PR #4766, opened 2026-08-15
Fix panic on contract expiration for restored positions

### LINKED ISSUE #4721: Instrument expiration fails with `KeyError: TraderId` when positions are restored from a cache database
**Version:** 1.231.0 · **Environment:** sandbox/`SimulatedExchange`, Redis-backed
`CacheConfig(database=DatabaseConfig(type="redis"))`

### Summary

When a position is restored from a Redis-backed cache after a process restart, and its instrument
subsequently expires, `OrderMatchingEngine.check_instrument_expiration` raises an unhandled
`KeyError: TraderId(...)`. The position is never closed. Because `_expiration_processed` is set
**before** the work, every subsequent attempt returns early and appears to succeed, so the failure
is silent after the first occurrence.

### Mechanism (`backtest/engine.pyx`, 1.231.0)

1. `check_instrument_expiration` sets `self._expiration_processed = True` (`:5940`) before doing
   any work.
2. It constructs an `EXPIRATION-LEG` `MarketOrder` and calls `self.cache.add_order(...)` (`:5963`),
   which succeeds.
3. When `self._settlement_prices` contains the instrument, it calls `_generate_order_accepted`,
   which evaluates `account_id=order.account_id or self._account_ids[order.trader_id]` (`:8377`).
4. `self._account_ids` (`:4055`) is populated **only** in `process_order` (`:5055`), and there is
   one `OrderMatchingEngine` per instrument.
5. A freshly constructed `MarketOrder` has `account_id is None`, so the dict is indexed → `KeyError`.

### Why a cache database is the trigger

With an in-memory cache, a position can only exist if an order was processed by that matching
engine in the same process, so `_account_ids` is always populated. With a cache database, positions
are restored across a restart **without** their orders being re-processed, so an instrument that is
carried but not re-traded that session has an empty `_account_ids` when it expires.

### Reproduction

1. Run a sandbox node with a Redis-backed cache; open a position on an instrument with an
   expiration.
2. Restart the process so the position is restored from Redis.
3. Do not submit any order on that instrument.
4. Publish an `InstrumentClose` for that instrument, with `settlement_prices` set.

Expected: the position closes at the settlement price. Actual: `KeyError: TraderId(...)`, the
position stays open, and every retry returns early because the latch is already set.

### Suggested fix

Two independent hardenings:

* fall back rather than index — `self._account_ids.get(order.trader_id)` instead of `[...]`,
  so a missing entry is a handled case rather than an exception;
* set `_expiration_processed = True` only **after** the expiration work completes, so a failure is
  retryable instead of latching into a silent success.

Happy to open a PR if the maintainers prefer a particular shape.

NoiceHax:
# Pull Request

  and, if I used AI,
  this draft
- [ ] I ran all relevant tests locally, no tests apply to this change, or I described an agreed
  limitation below

## Summary

The issue points at v1 line numbers, but the same problem is in the v2 Rust matching engine. In `check_instrument_expiration` the synthetic EXPIRATION close order is built with `MarketOrder::new`, so it has no account ID of its own (mod.rs:2420-2485). `create_order_accepted` then falls back to `self.account_ids.get(&order.trader_id()).unwrap()` (mod.rs:6022), and `generate_order_filled` does the same. That index is only written by `process_order` and `liquidate_open_positions`, so a position loaded from a cache database after a restart has no entry for its trader and the unwrap panics.

`liquidate_open_positions` already gets this right. It collects `pos.account_id` (mod.rs:2561) and inserts it into `account_ids` before emitting any event (mod.rs:2630). This change applies the same pattern to the expiration path. Open positions are collected with their account ID, and that ID is put into `account_ids` before the accepted event is generated, which covers the later fill event too. Behaviour is unchanged for positions the engine has already seen, since the value written is the one `process_order` would have written.

The option expiry branch was already safe, so it is untouched. As a note for later, the three `.unwrap()` calls on `account_ids` at mod.rs:5982, 6022 and 6200 are all the same shape, and mod.rs:4963 shows the safe form. Hardening those is a separate change and is not in this PR.

## Related issues/PRs

Closes #4721

## Type of change

- [x] Bug fix (non-breaking)
- [ ] Documentation update
- [ ] Maintenance / chore

Not applicable.

## Documentation

## Testing

Added `test_check_instrument_expiration_with_restored_position_uses_position_account_id` in `crates/execution/tests/matching_engine.rs`. It builds the engine for an expiring futures contract, puts an open position straight into the cache without ever calling `process_order`, sets a settlement price, then drives the clock past expiry. It checks that the EXPIRATION accepted and filled events both carry the account ID from the position. The test panics on `develop` and passes with this change.

The existing `test_check_instrument_expiration_*` tests all submit an order through `process_order` first, which populates `account_ids` and hides the problem.

Run it with:

```
cargo nextest run -p nautilus-execution --test matching_engine --features high-precision,python -E 'test(check_instrument_expiration)'
```

### DIFF
--- a/crates/execution/src/matching_engine/mod.rs
+++ b/crates/execution/src/matching_engine/mod.rs
@@ -2417,7 +2417,14 @@ impl OrderMatchingEngine {
         self.cancel_open_orders_for_expiration();
 
         let instrument_id = self.instrument.id();
-        let positions: Vec<(TraderId, StrategyId, PositionId, OrderSide, Quantity)> = {
+        let positions: Vec<(
+            TraderId,
+            StrategyId,
+            AccountId,
+            PositionId,
+            OrderSide,
+            Quantity,
+        )> = {
             let cache = self.cache.borrow();
             cache
                 .positions_open(None, Some(&instrument_id), None, None, None)
@@ -2431,6 +2438,7 @@ impl OrderMatchingEngine {
                     (
                         pos.trader_id,
                         pos.strategy_id,
+                        pos.account_id,
                         pos.id,
                         closing_side,
                         pos.quantity,
@@ -2442,7 +2450,7 @@ impl OrderMatchingEngine {
         let ts_now = self.clock.borrow().timestamp_ns();
         let close_price_fallback = close.as_ref().map(|c| c.close_price);
 
-        for (trader_id, strategy_id, position_id, closing_side, quantity) in positions {
+        for (trader_id, strategy_id, account_id, position_id, closing_side, quantity) in positions {
             let client_order_id =
                 ClientOrderId::from(format!("EXPIRATION-{}-{}", self.venue, UUID4::new()).as_str());
             let mut order = OrderAny::Market(MarketOrder::new(
@@ -2482,6 +2490,10 @@ impl OrderMatchingEngine {
             }
 
             let venue_order_id = self.ids_generator.get_venue_order_id(&order).unwrap();
+            // The position may have been restored from a cache database without any
+            // order for this trader passing through the engine, so index the account
+            // ID from the position before emitting events.
+            self.account_ids.insert(trader_id, account_id);
             self.generate_order_accepted(&order, venue_order_id);
 
             let fill_price = self.settlement_price.or(close_price_fallback);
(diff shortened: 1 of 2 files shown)


cjdsellers:
Hi @NoiceHax,

Thanks for the PR. The fix landed in 39f6118704 shortly before you opened this, closing #4721 with effectively the same change, so I'll close this one out.

Issue #328, opened 2021-09-24
State is unclear in the `star` pointer.


adamjermyn:
## Intro

I've been trying to understand what makes `state` so tricky in MESA/`star`. This is my attempt at expressing what's wrong, and what we might do about it.

Everything here has some caveats, the biggest of which is a 'so far as I know' that should be attached to every statement about MESA.

## Current State

There are at least six different kinds of state that live in `star_data`:
1. Metadata. Flags and configuration, mostly defined in `star_data_step_input.inc`.
2. The 'ground truth' structure variables. E.g. `xh` (structure), `xa` (composition), `mlt_vc` (for TDC).
3. Starting values. Used for evaluating time derivatives.
4. Copies of structure variables. e.g. `s%lnR` is a copy of `s%xh(i_lnR)`. Presumably this is for convenience and code clarity. Note that these are copies and not pointers.
5. Intermediate results. For instance results of `eos` calls or intermediate calculations like `csound` and `z53bar`. 
6. Outputs that go in history or profiles or pgstar windows or which are used for debugging.

There are also at least three different problems we routinely hit with state:
1. Sometimes an output becomes an intermediate result when a piece of code is written that relies on it. These may need updating at different points in time, resulting in inconsistencies like #66.
2. Different kinds of state need to be updated at different times when `star` performs iterations, starts a step, finishes a step, retries, model writing/reading, etc. This was a major source of bugs in the development of TDC, and even determining when a particular piece of state gets updated is challenging/time-consuming.
3. It is not clear which intermediate results depend on which other intermediate results, and what those dependencies look like. This makes it easy for things to get out of sync. This came up in developing `eps_mdot`, where at one point `s%R` and `s%lnR` got out of sync.

## Proposed Solution

I am not sure of the best solution here, but the best I've come up with is to the data inside `star_data` into six sub-types:
1. `meta`
2. `struct`
3. `start`
4. `ease`
5. `inter`
6. `output`
These correspond to the different kinds of state above.

A few examples:
- `s%v_flag` becomes `s%meta%v_flag`
- `s%xa` becomes `s%struct%xa`
- `s%lnR` becomes `s%ease%lnR`
- `s%mlt_vc_old` becomes `s%start%mlt_vc`
- `s%eps_mdot` becomes `s%inter%eps_mdot`
- `s%center_ye` becomes `s%output%center_ye`

[...]

PR #380, opened 2022-03-09
Move pgstar data intro its own derived type

rjfarmer:
As part of #328 this moves all pgstar inlist options (as well as its state) into a new pgstar_controls derived type. Inside star_type this is then stored as s% pg. As part of this organization there is now also a star_pgstar.f90 file which should now be holding all the other pgstar related variables and parameters.


fxt44:
wow, very nice rob.

Issue #375, opened 2022-02-23
`add_atmosphere_to_pulse_data` does not work properly with an Eddington atmosphere 


earlbellinger:
Running MESA with `add_atmosphere_to_pulse_data = .true.` causes 

```
save LOGS/profile1.data atm: eval_T_tau_uniform logT from eval_data                       NaN
```

This is evidentally caused by the atmosphere module expecting `Teff` as an input. Since it's not set, it's NaN. 

If one sets `atm_T_tau_opacity = 'varying'` then it crashes like so:

```
 atm: Call to eos_proc failed in eval_fcn
 Call to dopri5 failed in eval_data_try: idid=          -5
 atm: Call to eos_proc failed in eval_fcn
 Call to dopri5 failed in eval_data_try: idid=          -5
 atm: Call to eos_proc failed in eval_fcn
 Call to dopri5 failed in eval_data_try: idid=          -5
 atm: Call to eval_data failed in atm_t_tau_varying
 atm: Call to eos_proc failed in build_data
 atm: Call to dopri5 failed in build_T_tau_varying: idid=          -5
 failed in build_atm
 star_export_pulse_data ierr          -1
 do_saves terminate_normal_evolve_loop ierr          -1
 terminate_normal_evolve_loop ierr          -1
 do_evolve_one_step ierr          -1
```

Minimal inlist to produce these bugs:
```
&star_job
    steps_to_take_before_terminate = 2
/

&eos
/ ! end of eos namelist

&kap
  Zbase = 0.02
/

&controls
    add_atmosphere_to_pulse_data = .true.
    !atm_T_tau_opacity = 'varying'
    write_pulse_data_with_profile = .true.
/
```

warrickball:
I'll self-assign and work on this when I have some time after 7 March unless someone else wants to pick it up first. It's almost certainly a hangover from the interfaces changing `Teff` from an output *from* `atm` to an input *to* `atm`. It can probably fixed by mimicking the calls to get the atmospheric boundary condition during the evolution.

mjoyceGR:
I think @adamjermyn and I might have found either this or a related problem back in October or November (?) (not volunteering myself to work on it, just a note)

warrickball:
Should be fixed by #381, which I just merged.

PR #381, opened 2022-03-09
Fix `build_atm` to take Teff as input

warrickball:
Some time ago, `Teff` changed from an output from `atm` to an input to `atm`, because `atm` doesn't necessarily know where the photosphere of a star is. Many of these changes weren't reflected in the `build_atm` routines that are used to compute the atmospheric structure that's appended to the pulsation formats (e.g. FGONG), as noted in #375. This PR fixes the immediate issues and completes the transition. It also adds a new test case `check_pulse_atm` that writes the FGONG file, then reads it back in and checks that the atmosphere structure matches the selected T(τ) relation.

#### About this task:
Read through the lines above and collect those that contain the string "None".

#### Reply to the task:
5. A freshly constructed `MarketOrder` has `account_id is None`, so the dict is indexed → `KeyError`.
                 .positions_open(None, Some(&instrument_id), None, None, None)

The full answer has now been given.